# Famous Peple with Layouts



## stationmaster (Dec 7, 2008)

*Famous People with Layouts*

Sam Posey, Race Car Driver
http://www.gibson.com/en-us/Lifestyle/Features/Smokestack Lightnin__ Neil You/

Neil Young, Musician
http://www.gibson.com/en-us/Lifestyle/Features/Smokestack Lightnin__ Neil You/

Johnny Cash, Musician
http://www.youtube.com/watch?gl=AU&hl=en-GB&v=O5HzgPk69k4
http://modeltrainsecrets.blogspot.com/2006/11/reedsvill-railroad-with-johnny-cash.html

Winston Churchill, Micheal Jordan, Joe DiMaggio, Donald Southerland, Tom Brokaw, Rod Stewart, Tom Hanks, Bruce Springsteen
http://entertrainmentjunction.com/docs/hobbypopularity.pdf

We are in grand company.

Bob


----------



## Boston&Maine (Dec 19, 2007)

I never knew that Johnny Cash or any of those people for that matter had a model train layout... Thanks for posting!


----------



## tworail (Apr 13, 2006)

Phil Collins:

http://www.contactmusic.com/news.nsf/article/model trains keep collins away from the studio_1069526






Rod Stewart:

http://www.dailyrecord.co.uk/news/e...-s-train-set-dream-comes-true-86908-19999645/


----------



## stationmaster (Dec 7, 2008)

Boston&Maine said:


> I never knew that Johnny Cash or any of those people for that matter had a model train layout... Thanks for posting!


I was just doing a bit of surfing and must have found at least 20 more people of interest.
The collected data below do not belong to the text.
PR #17234, opened 2026-07-21
fix(backup): skip a nested file that vanishes during local backup copy

### LINKED ISSUE #17179: [Bug]: Local backup fails on macOS with ENOENT chmod on nested skill schema file (Data/Skills)
### Bug Description

Local backup fails on macOS. `backup:backupToLocalDir` throws `ENOENT` while running `chmod` on a nested skill schema file inside the temp backup directory:

```
Error invoking remote method 'backup:backupToLocalDir': Error: ENOENT: no such file or directory, chmod '/var/folders/7_/4qhthv5d46z1lpq62r6s6bwm0000gn/T/cherry-studio/backup/temp/Data/Skills/docx/scripts/office/schemas/ISO-IEC29500-4_2016/shared-math.xsd'
```

The backup aborts, so no local (or cloud) backup can be produced.

### Platform

macOS

### Steps To Reproduce

1. Have skills installed under `Data/Skills` (e.g. a `docx` skill that ships deeply-nested schema files).
2. Settings → Data Settings → Local backup, choose a directory, click backup.
3. Backup fails with the `ENOENT ... chmod` error above.

### Analysis

The backup copies `Data/Skills` into a temp staging dir and then walks it applying `chmod`/permission fixes. The `chmod` targets a file (`shared-math.xsd`) that no longer exists at the temp path — the file listing and the actual permission pass are out of sync for deeply-nested skill files. Likely the same root area as the closed #14517 (`EPERM symlink` under `Data/Skills` on Windows) and #14360 — the skills-directory copy/permission step in the backup pipeline does not robustly handle nested skill bundles across platforms.

### Expected Behavior

Backup should complete regardless of nested skill files. The permission pass should tolerate files that were moved/removed during staging (skip-if-missing) rather than aborting the whole backup.

### Related

- #14517 (closed/inactive) — same `backupToLocalDir` failure on `Data/Skills`, Windows EPERM symlink
- #14360 — Windows EPERM backup

youdie006:
## What

On macOS, a local backup fails with `ENOENT ... chmod '.../Data/Skills/.../<file>'` when a nested Skills file is deleted between enumeration and the copy pass (#17179).

## Root cause

`LegacyBackupManager`'s `copyDirWithProgress` -> `copyDir` copies each nested file with fs-extra's `fs.copy`, which internally runs `copyFile` followed by a `chmod` to preserve permissions. If a file vanishes mid-staging, that `chmod` throws `ENOENT`, and because the call was unguarded it aborted the whole backup. (The general helper `src/main/utils/fileOperations.ts` already handles this for its own pipeline, so the gap was specifically in the backup manager's copy loop.)

## Fix

Guard the per-file copy in `copyDir`: on `ENOENT` (the file disappeared during staging), log a warning and skip that file, continuing the backup; any other error is re-thrown unchanged. `onProgress` is only counted for a file that actually copied.

## Tests

Two tests added to `LegacyBackupManager.test.ts` (using the existing fs-extra mock): one asserts a vanished nested file is skipped and the backup still completes copying the survivors; the other asserts a non-ENOENT failure (e.g. `EACCES`) still aborts, so the guard stays selective. Verified with `vitest` (29/29 pass) plus a red/green check (neutralizing the guard fails the new test); typecheck passes.

Note: the macOS-specific timing race can't be reproduced on Linux, so the coverage is the mocked-fs test.

Fixes #17179.

---

*AI disclosure: this PR was drafted with Claude Code (AI-assisted). Verified with the backup-manager vitest (including a red/green check) and typecheck. DCO sign-off included.*

### DIFF
--- a/src/main/services/LegacyBackupManager.ts
+++ b/src/main/services/LegacyBackupManager.ts
@@ -1055,12 +1055,25 @@ class BackupManager {
               this.logSkippedSymlink(sourcePath, error)
             }
           } else if (entry.stats.isFile()) {
-            if (entry.isSymlink) {
-              await fs.copy(sourcePath, destPath, { dereference: true })
-            } else {
-              await fs.copy(sourcePath, destPath)
+            try {
+              if (entry.isSymlink) {
+                await fs.copy(sourcePath, destPath, { dereference: true })
+              } else {
+                await fs.copy(sourcePath, destPath)
+              }
+              onProgress(entry.stats.size)
+            } catch (error) {
+              // Handle race condition where a nested file (e.g. a Skills schema
+              // file) was deleted between enumeration and copy. fs-extra's copy
+              // runs an internal chmod pass to preserve permissions, which
+              // throws ENOENT for a file that vanished mid-staging. Skip it and
+              // continue instead of aborting the whole backup (issue #17179).
+              if ((error as NodeJS.ErrnoException).code === 'ENOENT') {
+                logger.warn('[BackupManager] File disappeared during backup copy, skipping', { path: sourcePath })
+                continue
+              }
+              throw error
             }
-            onProgress(entry.stats.size)
           } else if (entry.isSymlink) {
             logger.warn('[BackupManager] Skipping symlink to unsupported target', { path: sourcePath })
           }
--- a/src/main/services/__tests__/LegacyBackupManager.test.ts
+++ b/src/main/services/__tests__/LegacyBackupManager.test.ts
@@ -246,6 +246,51 @@ describe('BackupManager.copyDirWithProgress - Symlink Handling', () => {
     )
   })
 
+  it('should skip a nested file that disappears mid-staging without failing backup copy (issue #17179)', async () => {
+    // Simulate the reported macOS race: a nested Skills schema file is enumerated
+    // during readdir/lstat but vanishes before fs.copy runs its internal chmod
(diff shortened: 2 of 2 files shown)


404-Page-Found (changes requested):
Request changes.

The ENOENT handling itself is directionally correct, but I don’t think this PR is mergeable as submitted:

1. `src/main/services/LegacyBackupManager.ts` is explicitly maintained as a verbatim v1 mirror. The file header says it must remain aligned with v1, and the repository’s review tooling has already flagged this exact change as requiring an author decision. Please land the underlying fix through the canonical v1 mirror/sync workflow rather than modifying the mirror directly on `main`.

2. The new regression test mocks `fs.copy()` itself to throw ENOENT. That verifies the catch branch, but not the reported failure mode: the issue is an ENOENT from fs-extra’s internal chmod step after staging a nested file. Please add coverage that exercises that actual copy/chmod path (or mocks the lower-level operation) so the test would fail if the fs-extra sequencing/regression changes.

3. The new catch skips every `ENOENT` raised by `fs.copy()`, although the rationale is specifically a source file disappearing during staging. Consider narrowing/documenting this predicate so an unrelated destination-side ENOENT is not silently converted into a successful backup.

Once the mirror/sync issue is resolved and the regression test covers the real failure path, I’m happy to re-review.

PR #17238, opened 2026-07-21
fix(chat-migration): remap topic activeNodeId when a message id is deduped

DeJeune:
>
>
>

### What this PR does

Before this PR: during v1→v2 migration, `insertStagedTopics` reassigns a fresh id to any message whose id collides across topics/within a batch and remaps its children's `parentId`, but left the owning topic's `activeNodeId` pointing at the old (now-reassigned) id. `activeNodeId` is not a foreign key, so `PRAGMA foreign_key_check` never flags it — the topic migrated with a dangling active node and later opened to `Message ... not found`.

After this PR: the same `idRemap` is applied to each batch topic's `activeNodeId`, so a migrated topic's active node always resolves to a live message. Adds a repro test for a cross-topic message-id collision on the active node.

Fixes # N/A

This is the root-cause fix, in the migrator, for migrated conversations that would fail to open. It is scoped deliberately: since this is an alpha v2 line, affected users can delete their data and re-run the migration, so a downstream self-heal is unnecessary — and keeping the migrator correct is exactly what makes a re-run produce clean data.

Our hobby truly is the Great American Hobby.

Enjoy it to the fullest.

Bob


----------



## Southern (Nov 17, 2008)

stationmaster said:


> I was just doing a bit of surfing and must have found at least 20 more people of interest. Our hobby truly is the Great American Hobby.
> 
> Enjoy it to the fullest.
> 
> Bob


 
We need a list, all in one updated post. 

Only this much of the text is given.